I haven't heard any reviews on this one. Anyone think its worth a hoot?


----------



## ramblinmaxx (Nov 17, 2004)

I like it.

Marty


----------



## Charles C. (Nov 5, 2004)

I liked it alot and picked up quite a few things. There's much to be gained by watching Danny and Judy train dogs for 6 hrs.


----------



## jburn34 (May 12, 2006)

I thought it was great.


----------



## Howard N (Jan 3, 2003)

What I've been able to see of it has been fine. BUT... the damn thing doesn't work very well. It stops when it wants to and won't play from beginning to end. To see parts of it I have to navigate past bad parts of the disk and back up to see what it won't play through. You miss parts and it's extremely annoying.

Watch Judy and the dog when she's teaching it to sit on a whistle going to a pile. She's very fast to read a dog and make a correction at the first sign of the slightest refusal. I'd love to watch it again and again but this is part of the DVD that doesn't navigate. I think I have less of a standard than Judy or I don't read dogs as fast as she does or both!
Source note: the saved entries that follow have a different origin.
PR #3505, opened 2026-06-19
Improvements and fixes for issues in the vector search app

shanbady:

Closes https://github.com/mitodl/hq/issues/11822

This PR fixes a set of issues claude had discovered after I asked for an audit:
1. embed_new_learning_resources queues duplicate tasks.
2. vector_search/constants.py (line 40) maps level to runs[].level[].code, but vector_search/constants.py (line 71) indexes
3. tune_collection runs inside every embed
4. Hybrid prefetch nesting likely caps candidates at 10 per branch.
5. `client.get_collection(collection_name=collection_name)` executing in loop (leads to unecessary requests per chunk to qdrant)

#### issue 1
1. checkout main 
2. run the following in django shell which simulates queuing up  embed_new_learning_resources tasks:
```python
import datetime
from unittest.mock import patch

from django.test import override_settings

from learning_resources.factories import LearningResourceFactory
from learning_resources_search.constants import COURSE_TYPE, PROGRAM_TYPE
from vector_search.tasks import embed_new_learning_resources

with override_settings(QDRANT_EMBEDDINGS_TASK_LOOKBACK_WINDOW=60, QDRANT_CHUNK_SIZE=100):
    resources = (
        LearningResourceFactory.create_batch(3, resource_type=COURSE_TYPE, published=True)
        + LearningResourceFactory.create_batch(2, resource_type=PROGRAM_TYPE, published=True)
    )

    for resource in resources:
        resource.created_on = now_in_utc() - datetime.timedelta(minutes=1)
        resource.save(update_fields=["created_on"])

    with (
        patch("vector_search.tasks.generate_embeddings") as generate_embeddings,
        patch("vector_search.tasks.celery.group", side_effect=lambda tasks: list(tasks)),
        patch.object(embed_new_learning_resources, "replace", side_effect=lambda task_group: task_group),
    ):
        embed_new_learning_resources.run()

        print(generate_embeddings.si.call_count)
        print([call.args for call in generate_embeddings.si.call_args_list])

    LearningResource.objects.filter(id__in=[resource.id for resource in resources]).delete()
```
3. note how many tasks are started
4. checkout this branch and execute the same and note that far fewer tasks are started

#### issue 2
1. checkout this branch
2. delete your local learning resources qdrant collection and re-embed learning resources via ```python manage.py generate_embeddings --courses --skip-contentfiles```
3. visit your local qdrant dashoard and check the collection info for the learning resources collection. you should see "runs[].level[].code" as an indexed payload field and that there are points associated with it.

#### issue 3
for this issue there is not much to locally test - reference [this change](https://github.com/mitodl/mit-learn/pull/3505/changes#diff-35a3042773b7652baf679eb2fe743e78debcf410d4ed6c72196fac1d9f52d8b8R189) which simply moves the tune_collection call to a scheduled celery task instead of in the hot path of embeddings

### issue 4
This issue is also a bit tricky to visually test locally. just verify that [hybrid search on the topic pages](http://open.odl.local:8062/c/topic/biology) behave as expected (assuming you have embedded learning resources locally)

## Addition Details
also included is this [small tweak](https://github.com/mitodl/mit-learn/pull/3505/changes#diff-89a385763e73d2532fc11a069c2fcba173bd13b6f98fd229eaf62981f150d1a4R1340) to the score decay function after some manual testing on our deployed environments


vector_search/utils.py
```diff
@@ -204,6 +204,27 @@ def create_qdrant_collections(force_recreate):
     update_qdrant_indexes()
 
 
+def tune_qdrant_collections():
```
mbertrand, line 207: Unit test?

mbertrand (approved):
LGTM, could use a unit test for the new task but that's it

I've had this DVD since they first came out and I've yet to watch it all. It's to it's frustrating to have to watch it by rewinding from the back. I'd have sent the tape back but I'd had it over a month before I took the wrapping off and watched it. Very frustrating DVD.


----------



## FOM (Jan 17, 2003)

I would call them and see if they can get you a new one, even though you opened it.....it is defective.....they should replace it.

FOM


----------



## Jeff Huntington (Feb 11, 2007)

I thought it was interesting that several dogs were over the age of 12 mo even in the FF section. Appears that they FF at a later age then the normal 6-8months old.


----------



## DL (Jan 13, 2003)

My impression was that they were being used for demonstration purposes. At one point if I remember correctly a field champion was being used. I think that was with swimby. I'm not complaining because I liked the video. I figure you can't always wait for the perfect set of circumstances to get something done in a given amount of time. Sorta of a time management thing.


----------



## Matrix (Dec 31, 2007)

In the October/November issue of Hunting Retriever magazine Vickie Lamb mentioned the two videos from Farmer & Aycock.
She certainly felt they would make good additions for anyone involved in the sport.
I have just ordered them and feel they will make a good addition to the Lardy and Graham videos I currently use.


----------